I know that while loops with no wait statement have a 'watchdog' counter that limit the number of passes to 49999. But in your case you would be no where near that upper limit.

So, there must be yet some different mechanism at work here. Perhaps it's related to the size of the MIDI queue used by Kontakt? Maybe the MIDI send rate is throttled down to something rather more like actual MIDI cable speed (ie one event per millisecond)? In that case, if you don't use a wait, there could be as many as 64 MIDI events piled up in the MIDI queue and maybe that queue is smaller?

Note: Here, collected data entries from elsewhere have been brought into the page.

PR #1201, opened 2018-01-17
artik: Explain to erase OTA part for factory reset

rzr:
For a safer factory reset, it's safer to erase OTA partition.

I came to the case, where there was junk in partition,
instead of actual "Over the Air" image
And do_checkupdate failed on crc32 which caused a reset of uboot.

So to reduce unexpected cases, the partition is just erased,
then comparaison test on ${otapart} header will be skipped (==0xffffffff).

For more insights check file:
artik-05x/include/configs/artik05x.h

URL: https://developer.artik.io/forums/t/solved-how-to-factory-reset-artik055s/5254
Change-Id: I19de266fdfe134fe3cc9574f5cc2482215d9877a


seinfra:
Code Rule Check OK.

PR #1203, opened 2018-01-18
Initialize usermq only when first audio_open

junmin-kim:
usermq should not be initialize after first audio_open,
because previous thread may using that usermq


seinfra:
Code Rule Check OK.

seinfra:
Code Rule Check OK.

PR #1204, opened 2018-01-18
tools: Drop relic CONFIG_NSH_ROMFSETC variable

rzr:
This is comming from NuttX's NSH and no more used in TASH,
as there is no startup script on TizenRT.

Change-Id: I3b6fa61e6410dbd4f8eee1ac8145bab56db391d0


seinfra:
Code Rule Check OK.

os/tools/mkromfsimg.sh
```diff
@@ -82,7 +82,6 @@ if [ ! -r $topdir/.config ]; then
     exit 1
 fi
 
-romfsetc=`grep CONFIG_NSH_ROMFSETC= $topdir/.config | cut -d'=' -f2`
```
sunghan-chang: Here are many CONFIG_NSH_XX which are not used in TizenRT. I think we had better cleanup all of content in this file if we don't have any reason to remove this only immediately.

rzr:
this is introducing a regression, I am fixing it now, stay tunned

PR #1205, opened 2018-01-19
framework/wifi_manager: add wifi manager configuration get/set features

pillip8282:
Add wifi manager APIs to store the connected AP information in persistent storage

### DIFF
--- a/apps/examples/wifi_manager_sample/wm_test.c
+++ b/apps/examples/wifi_manager_sample/wm_test.c
@@ -201,6 +201,36 @@ static const wifi_manager_ap_crypto_type_e crypto_type_table[] = {
 	WIFI_MANAGER_CRYPTO_UNKNOWN,               /**<  unknown encryption             */
 };
 
+void
+print_wifi_ap_profile(wifi_manager_ap_config_s *config, char *title)
+{
+	printf("====================================\n");
+	if (title) {
+		printf("%s\n", title);
+	}
+	printf("------------------------------------\n");
+	printf("SSID: %s\n", config->ssid);
+	printf("SECURITY TYPE: %s\n", wifi_test_auth_method[config->ap_auth_type]);
+	if (config->ap_auth_type != WIFI_MANAGER_AUTH_OPEN) {
+		printf("PASSWORD: %s\n", config->passphrase);
+	}
+	printf("====================================\n");
+}
+
+void
+print_wifi_softap_profile(wifi_manager_softap_config_s *config, char *title)
+{
+	printf("====================================\n");
+	if (title) {
+		printf("%s\n", title);
+	}
+	printf("------------------------------------\n");
+	printf("SSID: %s\n", config->ssid);
+	printf("channel: %d\n", config->channel);
+	printf("PASSWORD: %s\n", config->passphrase);
+	printf("====================================\n");
+}
+
 
 wifi_manager_ap_auth_type_e
 get_auth_type(const char *method)
@@ -328,6 +358,60 @@ void wm_scan_done(wifi_manager_scan_info_s **scan_result, wifi_manager_scan_resu
  * Control Functions
  */
 void
+wm_reset_info(void *arg)
+{
+	WM_TEST_LOG_START;
+	wifi_manager_result_e res = wifi_manager_remove_config();
+	if (res != WIFI_MANAGER_SUCCESS) {
+		printf("Get AP configuration failed\n");
+		return;
+	}
+
+	WM_TEST_LOG_END;
+}
+
+
+void
+wm_get_info(void *arg)
+{
+	WM_TEST_LOG_START;
+	wifi_manager_ap_config_s apconfig;
+	wifi_manager_result_e res = wifi_manager_get_config(&apconfig);
+	if (res != WIFI_MANAGER_SUCCESS) {
+		printf("Get AP configuration failed\n");
+		return;
+	}
+	print_wifi_ap_profile(&apconfig, "Stored Wi-Fi Infomation");
+
+	WM_TEST_LOG_END;
+}
+
+void
+wm_set_info(void *arg)
+{
+	WM_TEST_LOG_START;
+	struct options *ap_info = (struct options *)arg;
+	wifi_manager_ap_config_s apconfig;
+	strncpy(apconfig.ssid, ap_info->ssid, 33);
+	apconfig.ssid_length = strlen(ap_info->ssid);
+	apconfig.ap_auth_type = ap_info->auth_type;
+	if (apconfig.ap_auth_type != WIFI_MANAGER_AUTH_OPEN) {
+		strncpy(apconfig.passphrase, ap_info->password, 64);
+		apconfig.passphrase_length = strlen(ap_info->password);
+		apconfig.ap_crypto_type = ap_info->crypto_type;
+	}
+
+	print_wifi_ap_profile(&apconfig, "Set AP Info");
+
+	wifi_manager_result_e res = wifi_manager_save_config(&apconfig);
+	if (res != WIFI_MANAGER_SUCCESS) {
+		printf("Save AP configuration failed\n");
+		return;
+	}
+	WM_TEST_LOG_END;
+}
+
+void
 wm_start(void *arg)
 {
 	WM_TEST_LOG_START;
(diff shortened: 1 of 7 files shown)


seinfra:
Code Rule Check OK.

seinfra:
Code Rule Check OK.

seinfra:
Code Rule Check OK.

apps/examples/wifi_manager_sample/wm_test.c
```diff
@@ -201,6 +201,36 @@ static const wifi_manager_ap_crypto_type_e crypto_type_table[] = {
...
 
+void
+print_wifi_ap_profile(wifi_manager_ap_config_s *config, char *title)
+{
+	printf("====================================\n");
+	if (title) {
+		printf("%s\n", title);
+	}
+	printf("------------------------------------\n");
+	printf("SSID: %s\n", config->ssid);
```
sunghan-chang: Don't you need to check null dereferece for ```config```?

framework/include/wifi_manager/wifi_manager.h
```diff
@@ -228,8 +228,35 @@ wifi_manager_result_e wifi_manager_disconnect_ap(void);
  */
 wifi_manager_result_e wifi_manager_scan_ap(void);
 
-#endif
+/**
+ * @brief Save the AP configuration at persistent storage
+ * @details @b #include <wifi_manager/wifi_manager.h>
+ * @param[in] AP configuration infomation should be given including ssid, channel, and passphrase.
+ * @return On success, WIFI_MANAGER_SUCCESS (i.e., 0) is returned. On failure, non-zero value is returned.
+ * @since Tizen RT v1.1
```
sunghan-chang: 1. Let's change ```v1.1``` to ```v1.x```. Same for all of new APIs
2. You should apply ACR.

framework/include/wifi_manager/wifi_manager.h
```diff
@@ -228,8 +228,35 @@ wifi_manager_result_e wifi_manager_disconnect_ap(void);
  */
 wifi_manager_result_e wifi_manager_scan_ap(void);
 
-#endif
+/**
+ * @brief Save the AP configuration at persistent storage
+ * @details @b #include <wifi_manager/wifi_manager.h>
+ * @param[in] AP configuration infomation should be given including ssid, channel, and passphrase.
```
sunghan-chang: When you use param[xx], you should write a name of argument first. That is a rule of doxygen.
```
* @param[in] config AP ......
```

framework/src/wifi_manager/wifi_profile.c
```diff
@@ -0,0 +1,238 @@
+#include <tinyara/config.h>
```
sunghan-chang: You should add Samsung copyright and license at top of file.

framework/src/wifi_manager/wifi_profile.c
```diff
@@ -0,0 +1,238 @@
...
+		sprintf(conv, "%d", tmp);				\
+		data = tmp;								\
+		pos += (strlen(conv) + DELI_LEN);		\
+	} while (0)
+
+/*
+ * Internal Functions
+ */
+
+int _wifi_profile_serialize(char *buf, uint32_t buf_size, wifi_manager_ap_config_s *config)
```
sunghan-chang: This looks internal API. If it is, let's add ```static```. Same for all of ```_xxx``` function in this file

framework/src/wifi_manager/wifi_profile.c
```diff
@@ -0,0 +1,238 @@
...
+		return WIFI_UTILS_FILE_ERROR;
+	}
+#endif
+	return WIFI_UTILS_SUCCESS;
+}
+
+wifi_utils_result_e wifi_profile_write(wifi_manager_ap_config_s *config)
+{
+	char buf[256];
+	int ret = 0, len = 0;
```
sunghan-chang: Please define a new variable in different line. That is a coding rule recommandation.

framework/src/wifi_manager/wifi_profile.h
```diff
@@ -0,0 +1,9 @@
+#ifndef _WIFI_PROFILE_H__
```
sunghan-chang: Please add copyright and license

seinfra:
Code Rule Check OK.

apps/examples/wifi_manager_sample/wm_test.c
pillip8282: I think we don't need check. because it's simple print function.

framework/include/wifi_manager/wifi_manager.h
pillip8282: Can you give me a example? I just follow the above templete

framework/src/wifi_manager/wifi_profile.c
pillip8282: Ok I will add

framework/src/wifi_manager/wifi_profile.c
pillip8282: Ok I will fix

framework/src/wifi_manager/wifi_profile.c
pillip8282: Ok I'll fix

framework/src/wifi_manager/wifi_profile.h
pillip8282: Ok I'll fix

framework/include/wifi_manager/wifi_manager.h
```diff
@@ -228,8 +228,35 @@ wifi_manager_result_e wifi_manager_disconnect_ap(void);
...
+ * @return On success, WIFI_MANAGER_SUCCESS (i.e., 0) is returned. On failure, non-zero value is returned.
+ * @since Tizen RT v1.x
+ */
+
+wifi_manager_result_e wifi_manager_get_config(wifi_manager_ap_config_s *config);
 
+/**
+ * @brief Remove the AP configuration which was saved
+ * @details @b #include <wifi_manager/wifi_manager.h>
+ * @param[in] none
```
sunghan-chang: I think you should remove this line. It might print "none" as argument name without any description.

seinfra:
Code Rule Check OK.

framework/src/wifi_manager/wifi_manager.c
```diff
@@ -974,3 +982,40 @@ wifi_manager_result_e wifi_manager_scan_ap(void)
 	wifi_manager_result_e res = _handle_request(&msg);
 	return res;
 }
+
+
+wifi_manager_result_e wifi_manager_save_config(wifi_manager_ap_config_s *config)
+{
+	LOCK_WIFIMGR;
+	wifi_utils_result_e res = wifi_profile_write(config);
+	if (res != WIFI_UTILS_SUCCESS) {
```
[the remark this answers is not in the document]
davidfather: This option is also possible: just make 'wifi_manager_save_config' and 'wifi_manager_remove_config' apis into internal ones. That is, wifi-manager just maintains wifi profiles inside automatically even without any requests.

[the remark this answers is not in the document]
pillip8282: It only support single profile.
If we maintain the wifi profile inside, then a wifi profile is always set even though user doesn't want.
And maintaining inside requires file operation. so I think we should decide the policy very carefully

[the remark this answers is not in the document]
davidfather: Let me know when you make sure that only one profile is handled without any bugs.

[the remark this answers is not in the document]
pillip8282: I worried that if smaller data is insert then the previous data would be remain at the end of the file. But it's not true. fopen will erase previous data. So we don't need to care about it.
------------------------------------------------------------------------------------------------------
w      Truncate file to zero length or create text file for writing.  The stream is positioned at the beginning of the file.
w+     Open for reading and writing.  The file is created if it does not exist, otherwise it is truncated.  The stream is positioned at the beginning of the file.
------------------------------------------------------------------------------------------------------

framework/src/wifi_manager/wifi_manager.c
```diff
@@ -974,3 +982,40 @@ wifi_manager_result_e wifi_manager_scan_ap(void)
 	wifi_manager_result_e res = _handle_request(&msg);
 	return res;
 }
+
+
+wifi_manager_result_e wifi_manager_save_config(wifi_manager_ap_config_s *config)
+{
+	LOCK_WIFIMGR;
```
davidfather: This mutex is required to protect wifi_manager operations and related common variables.
The file, where the config is saved, can be protected by another mutex.

pillip8282: Ok, I will fix. I think that these functions doesn't require mutex. because it doesn't refer global variables

seinfra:
Code Rule Check OK.

PR #1207, opened 2018-01-22
framework/iotbus/gpio: set a dev to NULL on close

sunghan-chang:
When gpio is closed, even though dev resource is freed, dev value
is not set to NULL. It causes getting wrong response from gpio function
after calling close function.


seinfra:
Code Rule Check OK.

PR #1209, opened 2018-01-22
arch/src/armv7-m: Add function to show tasks info

lokeshbv:
- Adds 'up_showtasks' function in crash dump state
- 'up_showtasks' prints list of all tasks in the system
with PID and amount of stack used

### DIFF
--- a/os/arch/arm/src/armv7-m/up_assert.c
+++ b/os/arch/arm/src/armv7-m/up_assert.c
@@ -179,6 +179,43 @@ static inline void up_registerdump(void)
 #endif
 
 /****************************************************************************
+ * Name: up_taskdump
+ ****************************************************************************/
+
+#ifdef CONFIG_STACK_COLORATION
+static void up_taskdump(FAR struct tcb_s *tcb, FAR void *arg)
+{
+	/* Dump interesting properties of this task */
+
+#if CONFIG_TASK_NAME_SIZE > 0
+	lldbg("%s: PID=%d Stack Used=%lu of %lu\n",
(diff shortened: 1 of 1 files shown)


seinfra:
Code Rule Check OK.

os/arch/arm/src/armv7-m/up_assert.c
```diff
@@ -178,6 +178,43 @@ static inline void up_registerdump(void)
 #define up_registerdump()
 #endif
 
+/****************************************************************************
+ * Name: up_taskdump
+ ****************************************************************************/
+
+#ifdef CONFIG_STACK_COLORATION
+static void up_taskdump(FAR struct tcb_s *tcb, FAR void *arg)
```
sunghan-chang: Why is it taskdump? not stackinfodump?

sunghan-chang: Please forget my previous comment. But anyway ```taskdump``` is not an approprietary name I think. 
1. change a name to ```up_tasklist```?
2. add more information like tcb_s address and content because name is dump.

lokeshbv: It's copy of `up_taskdump` from below.  Do I need to change?
https://github.com/Samsung/TizenRT/blob/c356fc184471438d8f8b2b4d5b84fee396b814ad/os/arch/arm/src/armv7-r/arm_assert.c#L474

sunghan-chang: I don't think that is a good name. But it comes from Nuttx. Let's keep original name for maintainance.

PR #1213, opened 2018-01-24
ARMv7-M: Fix logic in up_sechedule_sigaction

lokeshbv:
- Fix logic that determines if there is a pending signal action before
	scheduling the next signal action.
- Both the test and the scheduling action need to be atomic.

This patch is back ported from Nuttx


seinfra:
Code Rule Check OK.

seinfra:
Code Rule Check OK.

PR #1214, opened 2018-01-24
armv7: Move log header of up_showtasks inside it's function definition

lokeshbv:
It is not relavant to print log header without actual log content.
So it is better to move log header of up_showtasks inside it's function definition.


seinfra:
Code Rule Check OK.

PR #1216, opened 2018-01-25
docs: add the byacc package in bash command window

sunghan-chang:
In some environment, byacc should be installed to use Kconfig-frontend.
We wrote that on description, "(or byacc if supported)".
But someone doesn't see it and just copy commands from bash window and execute.
To prevent an error, let's defaultly add that in bash window.


seinfra:
Code Rule Check OK.

PR #5199, opened 2021-09-28
framework/ble_manager: improve memcpy speed

an4967:
- Test 3 cases of memcpy
1. use 'memcpy'
2. copy 1 byte unit
3. copy 4 bytes unit

The size of source  : 84 bytes (trble_scanned_device)
The number of trial : 10000 times

- The results
Test#1 :  8.01 ms
Test#2 : 21.15 ms
Test#3 :  6.36 ms

The speed of memcpy increased 15% by using 4 bytes unit.

### DIFF
--- a/framework/include/ble_manager/ble_client.h
+++ b/framework/include/ble_manager/ble_client.h
@@ -67,7 +67,7 @@ typedef struct {
 	uint8_t raw_data_length;
 	uint8_t resp_data[BLE_ADV_RESP_DATA_MAX_LEN];
 	uint8_t resp_data_length;
-} ble_scanned_device;
+} __attribute__((aligned(4), packed)) ble_scanned_device;
 
 typedef struct {
 	ble_conn_info conn_info;
--- a/os/include/tinyara/net/if/ble.h
+++ b/os/include/tinyara/net/if/ble.h
@@ -151,7 +151,7 @@ typedef struct {
 	uint8_t raw_data_length;
 	uint8_t resp_data[TRBLE_ADV_RESP_DATA_MAX_LEN];
 	uint8_t resp_data_length;
-} trble_scanned_device;
+} __attribute__((aligned(4), packed)) trble_scanned_device;
 
 typedef struct {
 	int size;
--- a/os/net/blemgr/bledev.c
+++ b/os/net/blemgr/bledev.c
@@ -57,7 +57,13 @@ int trble_scan_data_enque(trble_scanned_device *info)
 		*/
 		return -2;
 	}
-	memcpy(&g_scan_queue->queue[g_scan_queue->write_index], info, sizeof(trble_scanned_device));
+
+	int i;
+	uint32_t *u1 = (uint32_t *)info;
+	uint32_t *u2 = (uint32_t *)&g_scan_queue->queue[g_scan_queue->write_index];
+	for (i = 0; i < sizeof(trble_scanned_device) / sizeof(uint32_t); i++) {
+		*(u2 + i) = *(u1 + i);
+	}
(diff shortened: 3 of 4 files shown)


framework/include/ble_manager/ble_client.h
```diff
@@ -59,6 +59,7 @@ typedef struct {
 	bool is_secured_connect;
 } ble_conn_info;
 
+#pragma pack(push, 4)
```
jeongchanKim, line 62: As I know, for structure alignment in gcc, we should use `__attribute__ ((__packed__))`.
Please check this.

os/include/tinyara/net/if/ble.h
```diff
@@ -143,6 +143,7 @@ typedef struct {
 	bool is_secured_connect;
 } trble_conn_info;
 
+#pragma pack(push, 4)
```
jeongchanKim, line 146: Same as above.

framework/include/ble_manager/ble_client.h
jeongchanKim: And there is a trade-off for structure alignment.
If aligned, we can save the memory, but it takes much time as I know.
The purpose of this PR is for enhancing the speed, then we should check the trade-off.
Please check this.

an4967: @JeonginKim 
https://developer.arm.com/documentation/dui0491/i/Compiler-specific-Features/-pragma-pack-n-

With ARM GCC compiler, we can use '#pragma'.

an4967: When a structure is packed with 1 bytes, you are right.
As I know, the default value of packed size is 4 bytes. So there is no change with previous state.
I just added the packed size for ensuring the struct is multiple of 4

os/include/tinyara/net/if/ble.h
an4967: I replied above

framework/include/ble_manager/ble_client.h
jeongchanKim: Okay, understood. Thanks.

jeongchanKim (approved):
LGTM

framework/include/ble_manager/ble_client.h
```diff
@@ -67,7 +67,7 @@ typedef struct {
 	uint8_t raw_data_length;
 	uint8_t resp_data[BLE_ADV_RESP_DATA_MAX_LEN];
 	uint8_t resp_data_length;
-} ble_scanned_device;
+} __attribute__((aligned(4), pakced)) ble_scanned_device;
```
sangam-swami, line 70: typo *packed?

os/include/tinyara/net/if/ble.h
```diff
@@ -151,7 +151,7 @@ typedef struct {
 	uint8_t raw_data_length;
 	uint8_t resp_data[TRBLE_ADV_RESP_DATA_MAX_LEN];
 	uint8_t resp_data_length;
-} trble_scanned_device;
+} __attribute__((aligned(4), pakced)) trble_scanned_device;
```
sangam-swami, line 154: typo *packed?

an4967: Thanks, I fixed it

framework/include/ble_manager/ble_client.h
an4967: Thanks, I fixed it

jeongchanKim (approved):
LGTM

pillip8282 (approved):
LGTM

PR #5201, opened 2021-09-30
fs/smartfs : Check CRC of duplicate sectors

sungkyu0:
In the illegal case by power-loss,
when the multiple logical sectors are duplicated,
we compare the sequence number of each sector and select the newer sector.
Just in case, add CRC check for the newer sector.
If the newer sector has CRC error, then we use the older sector.


os/fs/driver/mtd/smart.c
```diff
@@ -2163,6 +2163,44 @@ static int smart_scan(FAR struct smart_struct_s *dev)
 #endif
 			}
 
+			fdbg("Duplicate Sector winner=%d, loser=%d\n", winner, loser);
```
amogh-samsung, line 2166: We've used the terms winner and loser in our code internally,
However, I'd request you to use other more proper terms for the debug statements please.
Somebody else might not be able to figure out what competition is happening here.

How about "active sector" and "inactive sector? instead of winner and loser respectively?

os/fs/driver/mtd/smart.c
```diff
@@ -2163,6 +2163,44 @@ static int smart_scan(FAR struct smart_struct_s *dev)
...
+
+#ifdef CONFIG_MTD_SMART_ENABLE_CRC
+			/* Check CRC of the winner sector just in case */
+
+			ret = MTD_BREAD(dev->mtd, winner * dev->mtdBlksPerSector, dev->mtdBlksPerSector, (FAR uint8_t *)dev->rwbuffer);
```
amogh-samsung, line 2171: I think the header of the sector has already been read at line 2126, so maybe we can read just the remaining part of the sector here?

os/fs/driver/mtd/smart.c
```diff
@@ -2163,6 +2163,44 @@ static int smart_scan(FAR struct smart_struct_s *dev)
...
+			if (ret == dev->mtdBlksPerSector) {
```
amogh-samsung, line 2172: What if "ret != OK", i.e. the read request fails?
We should return an appropriate ERROR code here

Otherwise, continue with the functioning.

os/fs/driver/mtd/smart.c
```diff
@@ -2163,6 +2163,44 @@ static int smart_scan(FAR struct smart_struct_s *dev)
...
+				} else {
+					/* winner: origin(CRC error) -> sector
+					 * loser : sector            -> origin(CRC error)
+					 */
+
+					loser = winner;
+					winner = sector;
+				}
+
+				fdbg("Duplicate Sector winner=%d, loser=%d\n", winner, loser);
```
amogh-samsung, line 2200: Requesting you to modify this debug statement too.

amogh-samsung:
Requesting you to modify the commit title slightly as well: -
"fs/smartfs: Check CRC of duplicate sectors before confirming the active sector"

Something like this to indicate that we are checking CRC to confirm that the sector we have chosen as the winner has valid data.
I'd like to know your version of this please.

os/fs/driver/mtd/smart.c
Taejun-Kwon: No, winner can be changed based on sequence number, so here we should read winner's data again.

os/fs/driver/mtd/smart.c
Taejun-Kwon: I agree with @amogh-samsung, if ret is not same as mtdBlksPerSector, error happend in flash driver, and it will return errno.
```
if (ret != dev->mtdBlksPerSector) {
    return ret;
}

ret = smart_validate_crc(dev);
if (ret != OK) {
   ....
}
```

os/fs/driver/mtd/smart.c
sungkyu0: I changed

os/fs/driver/mtd/smart.c
sungkyu0: I changed

os/fs/driver/mtd/smart.c
sungkyu0: I changed

amogh-samsung:
> > Requesting you to modify the commit title slightly as well: - "fs/smartfs: Check CRC of duplicate sectors before confirming the active sector"
> > Something like this to indicate that we are checking CRC to confirm that the sector we have chosen as the winner has valid data. I'd like to know your version of this please.
> 
> I changed commit title

Hi, only the title of the PR has changed, not the commit title.
The PR title will not be visible in the Git Log,
You will need to update the commit title and then push please.

os/fs/driver/mtd/smart.c
```diff
@@ -2163,18 +2163,18 @@ static int smart_scan(FAR struct smart_struct_s *dev)
 #endif
 			}
 
-			fdbg("Duplicate Sector winner=%d, loser=%d\n", winner, loser);
+			fdbg("Duplicate Sector active_sector=%d, inactive_sector=%d\n", winner, loser);
```
amogh-samsung, line 2166: You can implement these changes in the first commit itself and re push please.
We don't need to add a second commit here.

amogh-samsung (changes requested):
Please do the modifications in the first commit itself, the second commit is not needed.
Please also modify the title of the commit itself instead of the PR

dineshdas-samsung:
Can we Please reduce the length of commit title (brief and concise)?

amogh-samsung (approved):
Looks Good

sungkyu0:
> Can we Please reduce the length of commit title (brief and concise)?

@dineshdas-samsung I changed commit title.
Thank you

os/fs/driver/mtd/smart.c
```diff
@@ -2163,6 +2163,44 @@ static int smart_scan(FAR struct smart_struct_s *dev)
...
 			}
 
+			fdbg("Duplicate Sector active_sector=%d, inactive_sector=%d\n", winner, loser);
+
+#ifdef CONFIG_MTD_SMART_ENABLE_CRC
+			/* Check CRC of the winner sector just in case */
+
+			ret = MTD_BREAD(dev->mtd, winner * dev->mtdBlksPerSector, dev->mtdBlksPerSector, (FAR uint8_t *)dev->rwbuffer);
+			if (ret != dev->mtdBlksPerSector) {
+				/* Validate the CRC of the read-back data */
```
kishore-sn, line 2173: This comment needs to be moved down i think.

PR #5203, opened 2021-10-04
os/board/rtl8721csm: process qos null data to avoid TCP receive crash

gexuyan:
make rx shortcut path stop sending qos null data to upper layer to avoid skb len indicated as negative value -10, -10 will be mapped into 65526 and leads to tcp receive crash.


pillip8282 (changes requested):
Please add commit description for others and for checking the related issue.

pillip8282 (approved):
LGTM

You probably need to run some detailed tests to get a handle on this. If you do, we would appreciate you posting your findings.

Rejoice,

Bob


----------



## mk282 (Oct 11, 2012)

If you're sending MIDI CC to change some MIDI learned controls in the instrument, Kontakt has a strict limit of only 16 MIDI learned callbacks RUNNING CONCURRENTLY. No way around that. So if you have more than 16 parameters MIDI learned to the same CC, only the first 16 will work. Others will receive the CC value, but will NOT carry out their callbacks.


Not sure if this is related, but I bumped on this issue on this last project I'm working on, so now we're at a standstill, because the feature is kinda important. So we're waiting NI to respond on how they plan to deal with this issue. Probably gonna take a while... :roll:


----------



## Ozymandias (Oct 11, 2012)

Hi Bob & mk282,

Thanks for your replies. That definitely sounds like the problem I'm experiencing, mk282.

I spent a good couple of hours rewriting various callbacks because I assumed I was doing something wrong. (o)


----------



## Big Bob (Oct 11, 2012)

Hey Mario,



> Kontakt has a strict limit of only 16 MIDI learned callbacks RUNNING CONCURRENTLY.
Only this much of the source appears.